This case study explores how Rolls-Royce implemented generative AI technology to enhance their engineering design process, specifically focusing on preliminary design phases where full 3D representations aren't always necessary.
The project represents a collaboration between Rolls-Royce, Databricks, and the University of Southampton, utilizing conditional Generative Adversarial Networks (GANs) to generate realistic design solutions based on given requirements while also predicting performance characteristics.
## Technical Implementation
The system's architecture is built around several key components:
* Data Fusion: The approach combines design parameters with pictorial representations of products, creating a comprehensive training dataset that captures both geometric and performance characteristics.
* Image Encoding: A crucial innovation involves encoding design parameters directly into images using bars and glyphs, carefully placed to avoid interfering with critical areas of interest. This encoding allows for parameter extraction and validation later in the process.
* Training Process: The system uses categorized training data, organizing designs based on performance parameters (like loss coefficient in airfoils). This categorization enables targeted generation of designs within specific performance bands.

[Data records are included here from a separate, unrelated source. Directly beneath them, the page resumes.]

PR #325, opened 2023-09-22
[MI-3557] Fixed the issue of empty post being created on posting a large attachment on Teams

manojmalik20:
#### Summary
Fixed the issue of empty post being created on posting a large attachment on Teams

### DIFF
--- a/server/handlers/handlers.go
+++ b/server/handlers/handlers.go
@@ -247,10 +247,14 @@ func (ah *ActivityHandler) handleCreatedActivity(activityIds msteams.ActivityIds
 	post, errorFound := ah.msgToPost(channelID, senderID, msg, chat, false)
 	ah.plugin.GetAPI().LogDebug("Post generated")
 
-	newPost, appErr := ah.plugin.GetAPI().CreatePost(post)
-	if appErr != nil {
-		ah.plugin.GetAPI().LogError("Unable to create post", "Error", appErr)
-		return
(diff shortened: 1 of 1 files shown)


server/handlers/handlers.go
```diff
@@ -247,10 +247,14 @@ func (ah *ActivityHandler) handleCreatedActivity(activityIds msteams.ActivityIds
 	post, errorFound := ah.msgToPost(channelID, senderID, msg, chat, false)
 	ah.plugin.GetAPI().LogDebug("Post generated")
 
-	newPost, appErr := ah.plugin.GetAPI().CreatePost(post)
-	if appErr != nil {
-		ah.plugin.GetAPI().LogError("Unable to create post", "Error", appErr)
-		return
+	var newPost *model.Post
+	if post.Message != "" || len(post.FileIds) > 0 {
```
ayusht2810, line 251: we are not creating a post here if the message is empty, but what if we later update that post from MS Teams to edit the post with some text?

manojmalik20: Yes, you're right. We should not include this change in the plugin.

manojmalik20:
Closing this PR as we cannot do this change. If we remove the empty post from Mattermost, there will be no MM post ID in the DB corresponding to the Teams post ID. If a user updates the post on Teams and adds some text, we won't be able to relay that change over to MM as the post will not be present on MM.

PR #336, opened 2023-10-06
[MI-3598] Handled all the nil pointer dereference possibilities in the client.go file

manojmalik20:
#### Summary
- Handled all the nil pointer dereference possibilities in the client.go file
- Modified the client struct to accept a log service instead of log function


ayusht2810 (approved):

ayusht2810 (approved):

server/msteams/client.go
```diff
@@ -547,7 +575,11 @@ func (tc *ClientImpl) UploadFile(teamID, channelID, filename string, filesize in
 		var chatFolder models.DriveItemable
 		var cErr error
 		folderName := "Microsoft Teams Chat Files"
-		itemID = *rootDirectory.GetId() + ":/" + folderName
+		rootDirectoryID := ""
+		if rootDirectory.GetId() != nil {
+			rootDirectoryID = *rootDirectory.GetId()
```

* Validation Pipeline: Unlike typical GAN applications that focus on qualitative image assessment, this system includes a rigorous validation process where generated designs are decoded back into engineering parameters and verified through traditional physics-based simulations.
## Cloud Implementation and Security
The team implemented several innovative approaches to handle security and scaling challenges:
* Data Classification: They carefully managed data sensitivity by using PL 909c export classification (dual-use civil data) for cloud training, keeping more sensitive data on-premises.
* Transfer Learning Strategy: Models are initially trained on non-sensitive data in the cloud, then transfer learning is applied locally for sensitive applications, maintaining security while leveraging cloud capabilities.
* Infrastructure Optimization: Using Databricks' infrastructure, they achieved significant performance improvements:
- Reduced training time from 7 days to 4-6 hours
- Implemented MLflow for experiment tracking and model management
- Utilized Unity Catalog for governed data storage
- Leveraged GPU acceleration with various options (V100, A100, etc.)
## Technical Challenges and Learnings
The team encountered and documented several interesting technical findings:
* Data Distribution: Initial attempts with 98,000 images showed poor performance due to uneven distribution of training data. After normalizing and curating the dataset to 63,000 images, they achieved much better correlation between predicted and actual values.
* GPU vs CPU Performance: Unexpectedly, CPU training sometimes outperformed GPU training for their specific use case, particularly when validating against simulation results. This finding suggests that architecture optimization might need to be GPU-specific.
* Scaling Guidelines: They developed empirical rules for scaling:
- Single GPU sufficient for datasets under 0.5 million images
- Single node multi-GPU for larger datasets
- Multi-node clusters primarily for hyperparameter optimization
## Current Challenges and Future Work
The team is actively working on several improvements:
* Architecture Optimization: Investigating different loss functions (Kullback-Divergence, Wasserstein with gradient penalty, Jensen-Shannon) and their impact on model performance.
* 3D Model Training: Moving beyond 2D representations to handle full 3D models, which better represents their actual products.
* Multi-Objective Optimization: Working to handle multiple, often conflicting design requirements simultaneously (e.g., weight reduction vs. efficiency improvement).
* Failed Design Integration: Incorporating knowledge about unsuccessful or unconverged solutions to help the model avoid unproductive areas of the design space.
## Key Learnings for LLMOps
The case study provides several valuable insights for LLMOps practitioners:
* Data Governance: The importance of building systems that can handle varying levels of data sensitivity while still leveraging cloud resources.
* Validation Requirements: The need for domain-specific validation beyond typical ML metrics, especially in engineering applications.
* Infrastructure Flexibility: The value of having flexible infrastructure that can scale based on workload requirements while maintaining security and governance.
* Performance Optimization: The importance of careful data curation and the need to challenge common assumptions (like GPU superiority) in specific use cases.
The project demonstrates how traditional engineering disciplines can be enhanced with modern AI techniques while maintaining rigorous validation requirements and security considerations. It also highlights the importance of building flexible, secure infrastructure that can handle sensitive data while still leveraging cloud capabilities for scale and performance.